Lacey Michael, Bohday Jemma, Fonseka Shamara M R, Ullah Amer I, Whitehead Saffron A
Department of Basic Medical Sciences: Physiology, St. George's Hospital Medical School, Cranmer Terrace, London SW17 OAW, UK.
J Steroid Biochem Mol Biol. 2005 Aug;96(3-4):279-86. doi: 10.1016/j.jsbmb.2005.03.006.
There is evidence that certain phytoestrogens can inhibit key steroidogenic enzymes although most studies have been carried out on microsomal or purified enzyme preparations, some using cell lines. This study was designed to test the hypothesis that low doses of phytoestrogens, at concentrations that would be attained through the diet, could inhibit 3beta-hydroxysteroid dehydrogenase (HSD) and/or aromatase in primary cultures of human granulosa-luteal (GL) cells and that this effect was due to a decrease in the expression of these proteins. Based on published evidence, eight compounds were selected for investigation and these included the flavones apigenin and quercetin, the isoflavones genistein, biochanin A and daidzein, the lignans, enterodiol and enterolactone, and the mycotoxin zearalenone. Human GL cells were cultured for 48 h in the presence of these phytoestrogens at concentrations ranging from 0.01 to 100 microM and after addition of fresh media the conversion of pregnenolone to progesterone or androstenedione to oestradiol over a 4h period was measured. Biochanin A was the only phytoestrogen that displayed any dose-dependent inhibition of 3beta-HSD, others showing inhibition at doses >/=10 microM. Apigenin and quercetin only inhibited aromatase/17beta-HSD at high doses as did genistein, biochanin A and daidzein.

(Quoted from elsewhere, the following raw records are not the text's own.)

Issue #7693, opened 2023-11-07
[Task]: Fix `allowance = output amount` l1-l2 tx leads to funds stuck in layer 1.5


begonaalvarezd:
### Task description

We have a user with funds stuck in layer 1.5 because it seems like we either got a 0 gasFee or something, so `allowance = output amount` --> instant fail because there are no base tokens left to pay for the gas fee. We should never allow this case. Note that in that tx `"gasBudget": 9007199254740990` provides a hint that probably the request to wasp to estimate the gas failed

PR #7696, opened 2023-11-07
fix: do not allow sending if failed to request `estimategas-onledger`

begonaalvarezd:
Close https://github.com/iotaledger/firefly/issues/7693

### DIFF
--- a/packages/shared/lib/core/layer-2/utils/getEstimatedGasForTransferFromTransactionDetails.ts
+++ b/packages/shared/lib/core/layer-2/utils/getEstimatedGasForTransferFromTransactionDetails.ts
@@ -1,14 +1,11 @@
-import BigInteger from 'big-integer'
+import { localize } from '@core/i18n'
 import { getActiveProfile } from '@core/profile'
-
-interface GasEstimatePayload {
-    gasBurned?: number
-    gasFeeCharged?: number
-}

The lignans had weak inhibitory effects on aromatase/17beta-HSD, whilst zearalenone showed potent inhibition at 0.1 microM. Phytoestrogens did not exert any significant effects on protein expression of 3beta-HSD or aromatase as determined by Western blots. It is concluded that steroidogenic enzymes are inhibited by phytoestrogens in primary cultures of human GL cells but these cells are less sensitive to the effects of phytoestrogens than cell-free systems. This may be due to poor lipid solubility or cellular metabolism. We have also shown for the first time that phytoestrogens do not act by inhibiting the cellular concentration of 3beta-HSD and aromatase even though exposure time would have allowed for changes in gene expression.

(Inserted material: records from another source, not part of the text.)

PR #7702, opened 2023-11-09
fix: l2 metadata decoding

marc2332:
Closes https://github.com/iotaledger/firefly/issues/7694

PR #7703, opened 2023-11-10
fix: shift with BigInt instead of JS number

Tuditi:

有证据表明某些植物雌激素可以抑制关键的类固醇生成酶,尽管大多数研究是在微粒体或纯化的酶制剂上进行的,有些研究使用了细胞系。本研究旨在检验以下假设:低剂量的植物雌激素,在通过饮食可达到的浓度下,能够抑制人颗粒黄体(GL)细胞原代培养物中的3β-羟基类固醇脱氢酶(HSD)和/或芳香化酶,且这种作用是由于这些蛋白质的表达减少所致。基于已发表的证据,选择了8种化合物进行研究,包括黄酮类的芹菜素和槲皮素、异黄酮类的染料木黄酮、鹰嘴豆芽素A和大豆苷元、木脂素类的肠二醇和肠内酯,以及霉菌毒素玉米赤霉烯酮。人GL细胞在这些植物雌激素存在的情况下培养48小时,浓度范围为0.01至100微摩尔,添加新鲜培养基后,测量4小时内孕烯醇酮向孕酮或雄烯二酮向雌二醇的转化。鹰嘴豆芽素A是唯一显示出对3β-HSD有任何剂量依赖性抑制作用的植物雌激素,其他植物雌激素在剂量≥10微摩尔时显示出抑制作用。芹菜素和槲皮素仅在高剂量时抑制芳香化酶/17β-HSD,染料木黄酮、鹰嘴豆芽素A和大豆苷元也是如此。木脂素类对芳香化酶/17β-HSD有较弱的抑制作用,而玉米赤霉烯酮在0.1微摩尔时显示出强效抑制作用。通过蛋白质免疫印迹法测定,植物雌激素对3β-HSD或芳香化酶的蛋白质表达没有产生任何显著影响。得出的结论是,在人GL细胞原代培养物中,类固醇生成酶受到植物雌激素的抑制,但这些细胞对植物雌激素的作用比无细胞系统更不敏感。这可能是由于脂溶性差或细胞代谢所致。我们还首次表明,即使暴露时间足以使基因表达发生变化,植物雌激素也不是通过抑制3β-HSD和芳香化酶的细胞浓度来发挥作用的。